(MATERIAL FOR THIS TASK begins)

PR #419, opened 2020-03-13
make all NMs not charmable

KnowOne134:
**_I affirm:_**

not all NMs were being tagged on initialize for being uncharmable. this will correct that.
if you need a NM to be charmable will have to tag it with mobMod Charmable, 1 anywhere in script beside onMobInitialize

### DIFF
--- a/src/map/instance_loader.cpp
+++ b/src/map/instance_loader.cpp
@@ -230,6 +230,14 @@ CInstance* CInstanceLoader::LoadInstance(CInstance* instance)
 
             PMob->setMobMod(MOBMOD_CHARMABLE, Sql_GetUIntData(SqlInstanceHandle, 65));
 
+            // Overwrite base family charmables depending on mob type. Disallowed mobs which should be charmable
+            // can be set in mob_spawn_mods or in their onInitialize
+            if (PMob->m_Type & MOBTYPE_EVENT || PMob->m_Type & MOBTYPE_FISHED || PMob->m_Type & MOBTYPE_BATTLEFIELD ||
+                PMob->m_Type & MOBTYPE_NOTORIOUS)
+            {
+                PMob->setMobMod(MOBMOD_CHARMABLE, 0);
+            }
+
             // must be here first to define mobmods
             mobutils::InitializeMob(PMob, zone);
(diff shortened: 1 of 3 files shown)


TeoTwawki (commented):
Would be better to have the nm check in the other place you removed it from before so that the mobmod can work even in onmobinit. It just needed correct syntax to exempt nms that had the mobmod 
https://github.com/project-topaz/topaz/pull/332/files#diff-1edaebbb5ff57fedc3a066c6ae7c62fdL3829

ibm2431 (commented):
I know you're appending NMs to where the charmable mod already is, but should this assignment _be_ in `calculateStats`?

I could be wrong, but [`LoadMOBList` might be a better candidate, as it's already attempting to set the charmable mod, and it occurs before the call to InitializeMob, so I want to say onMobInitialize should be able to overwrite the default assignment](https://github.com/project-topaz/topaz/blob/release/src/map/utils/zoneutils.cpp#L494-L509).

(MATERIAL FOR THIS TASK ends)

Go over the data above and copy every line that has the word "InitializeMob" in it.

• _FINISHED EXERCISE_
             mobutils::InitializeMob(PMob, zone);
I could be wrong, but [`LoadMOBList` might be a better candidate, as it's already attempting to set the charmable mod, and it occurs before the call to InitializeMob, so I want to say onMobInitialize should be able to overwrite the default assignment](https://github.com/project-topaz/topaz/blob/release/src/map/utils/zoneutils.cpp#L494-L509).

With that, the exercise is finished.